_Task directions:_ Filter the entries for the string "used". Copy each line that has it.

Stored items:
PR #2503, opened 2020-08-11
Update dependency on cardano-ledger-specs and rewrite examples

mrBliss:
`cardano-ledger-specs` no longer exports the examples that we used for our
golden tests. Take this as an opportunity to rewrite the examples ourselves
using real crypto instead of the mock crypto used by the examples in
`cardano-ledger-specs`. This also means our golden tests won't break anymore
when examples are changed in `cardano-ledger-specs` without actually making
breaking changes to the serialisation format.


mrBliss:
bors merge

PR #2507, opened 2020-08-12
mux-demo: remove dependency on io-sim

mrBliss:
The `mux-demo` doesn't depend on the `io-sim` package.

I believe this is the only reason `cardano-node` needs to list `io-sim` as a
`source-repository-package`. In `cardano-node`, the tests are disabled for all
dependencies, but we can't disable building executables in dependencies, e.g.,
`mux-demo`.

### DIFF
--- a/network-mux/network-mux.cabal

==

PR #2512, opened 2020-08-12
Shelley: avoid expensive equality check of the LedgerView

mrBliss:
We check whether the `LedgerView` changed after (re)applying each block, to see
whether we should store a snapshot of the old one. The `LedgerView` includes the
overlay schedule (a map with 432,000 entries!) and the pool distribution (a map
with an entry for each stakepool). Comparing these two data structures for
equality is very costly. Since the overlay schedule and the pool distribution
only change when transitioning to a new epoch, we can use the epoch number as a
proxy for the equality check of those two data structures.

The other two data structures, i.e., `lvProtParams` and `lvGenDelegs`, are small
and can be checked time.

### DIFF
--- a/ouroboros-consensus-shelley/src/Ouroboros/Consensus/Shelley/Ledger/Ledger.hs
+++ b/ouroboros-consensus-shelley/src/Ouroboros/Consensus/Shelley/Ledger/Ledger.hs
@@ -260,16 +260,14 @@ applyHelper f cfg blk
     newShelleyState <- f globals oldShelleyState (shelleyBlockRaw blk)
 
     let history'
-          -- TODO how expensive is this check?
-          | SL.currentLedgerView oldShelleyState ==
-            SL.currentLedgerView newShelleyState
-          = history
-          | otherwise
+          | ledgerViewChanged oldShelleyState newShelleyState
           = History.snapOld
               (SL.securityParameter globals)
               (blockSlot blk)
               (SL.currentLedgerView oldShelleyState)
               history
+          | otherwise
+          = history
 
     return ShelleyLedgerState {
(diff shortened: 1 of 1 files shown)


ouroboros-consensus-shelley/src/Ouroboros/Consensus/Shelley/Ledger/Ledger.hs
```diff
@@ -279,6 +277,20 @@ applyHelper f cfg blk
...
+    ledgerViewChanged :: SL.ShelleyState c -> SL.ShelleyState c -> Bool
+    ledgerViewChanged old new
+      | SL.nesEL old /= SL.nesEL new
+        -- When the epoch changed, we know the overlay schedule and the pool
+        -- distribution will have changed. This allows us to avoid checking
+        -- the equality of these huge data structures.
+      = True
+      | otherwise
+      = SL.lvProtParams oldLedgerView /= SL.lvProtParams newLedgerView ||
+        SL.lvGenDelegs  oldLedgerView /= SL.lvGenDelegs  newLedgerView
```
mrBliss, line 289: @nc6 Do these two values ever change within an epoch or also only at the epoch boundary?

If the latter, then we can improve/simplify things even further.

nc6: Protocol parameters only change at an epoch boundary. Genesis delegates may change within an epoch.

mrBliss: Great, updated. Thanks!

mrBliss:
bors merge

--

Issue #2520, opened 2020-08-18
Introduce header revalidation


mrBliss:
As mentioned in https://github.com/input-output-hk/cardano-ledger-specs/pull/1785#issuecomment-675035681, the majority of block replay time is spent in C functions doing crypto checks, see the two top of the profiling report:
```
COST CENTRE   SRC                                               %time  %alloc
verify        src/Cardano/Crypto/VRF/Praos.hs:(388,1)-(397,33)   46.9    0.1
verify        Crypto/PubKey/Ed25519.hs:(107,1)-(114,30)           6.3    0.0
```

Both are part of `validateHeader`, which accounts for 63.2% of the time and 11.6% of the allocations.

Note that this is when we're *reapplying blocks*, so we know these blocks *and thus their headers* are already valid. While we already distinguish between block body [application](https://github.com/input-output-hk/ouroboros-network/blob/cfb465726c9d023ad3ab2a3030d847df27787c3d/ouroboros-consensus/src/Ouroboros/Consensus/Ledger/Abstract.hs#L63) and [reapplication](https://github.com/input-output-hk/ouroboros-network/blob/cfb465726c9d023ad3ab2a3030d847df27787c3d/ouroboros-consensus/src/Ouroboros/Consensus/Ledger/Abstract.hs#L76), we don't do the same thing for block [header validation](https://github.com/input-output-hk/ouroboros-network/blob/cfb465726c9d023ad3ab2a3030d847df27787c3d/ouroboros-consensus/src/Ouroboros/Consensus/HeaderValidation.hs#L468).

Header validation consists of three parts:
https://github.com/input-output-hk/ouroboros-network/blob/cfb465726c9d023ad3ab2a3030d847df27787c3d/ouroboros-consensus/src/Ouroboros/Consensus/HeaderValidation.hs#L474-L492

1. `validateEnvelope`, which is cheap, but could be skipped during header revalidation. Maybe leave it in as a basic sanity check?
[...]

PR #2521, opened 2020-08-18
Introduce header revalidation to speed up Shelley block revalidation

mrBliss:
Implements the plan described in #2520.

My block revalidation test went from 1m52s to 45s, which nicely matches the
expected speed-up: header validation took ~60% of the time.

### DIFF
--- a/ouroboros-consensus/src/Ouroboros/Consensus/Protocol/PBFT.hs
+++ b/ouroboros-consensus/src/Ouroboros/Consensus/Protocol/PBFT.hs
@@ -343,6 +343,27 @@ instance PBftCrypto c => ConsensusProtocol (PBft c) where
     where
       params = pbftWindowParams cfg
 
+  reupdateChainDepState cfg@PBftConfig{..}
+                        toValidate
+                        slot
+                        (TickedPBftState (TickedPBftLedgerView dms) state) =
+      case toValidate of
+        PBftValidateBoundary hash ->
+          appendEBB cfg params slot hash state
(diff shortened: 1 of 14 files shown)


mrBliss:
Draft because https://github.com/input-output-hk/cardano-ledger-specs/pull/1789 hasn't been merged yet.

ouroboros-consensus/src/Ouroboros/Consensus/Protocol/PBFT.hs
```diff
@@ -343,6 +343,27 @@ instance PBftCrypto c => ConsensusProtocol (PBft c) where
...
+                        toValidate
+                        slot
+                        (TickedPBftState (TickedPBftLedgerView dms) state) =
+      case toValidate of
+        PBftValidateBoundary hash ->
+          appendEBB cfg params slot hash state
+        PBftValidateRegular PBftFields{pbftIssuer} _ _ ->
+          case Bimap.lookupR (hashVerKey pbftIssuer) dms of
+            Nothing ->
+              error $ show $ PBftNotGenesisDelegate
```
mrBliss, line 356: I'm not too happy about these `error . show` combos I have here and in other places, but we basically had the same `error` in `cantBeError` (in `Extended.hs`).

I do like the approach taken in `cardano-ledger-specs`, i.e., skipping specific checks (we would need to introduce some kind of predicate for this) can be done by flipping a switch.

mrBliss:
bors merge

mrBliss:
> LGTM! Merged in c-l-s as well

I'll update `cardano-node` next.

_Finished exercise:_
`cardano-ledger-specs` no longer exports the examples that we used for our
using real crypto instead of the mock crypto used by the examples in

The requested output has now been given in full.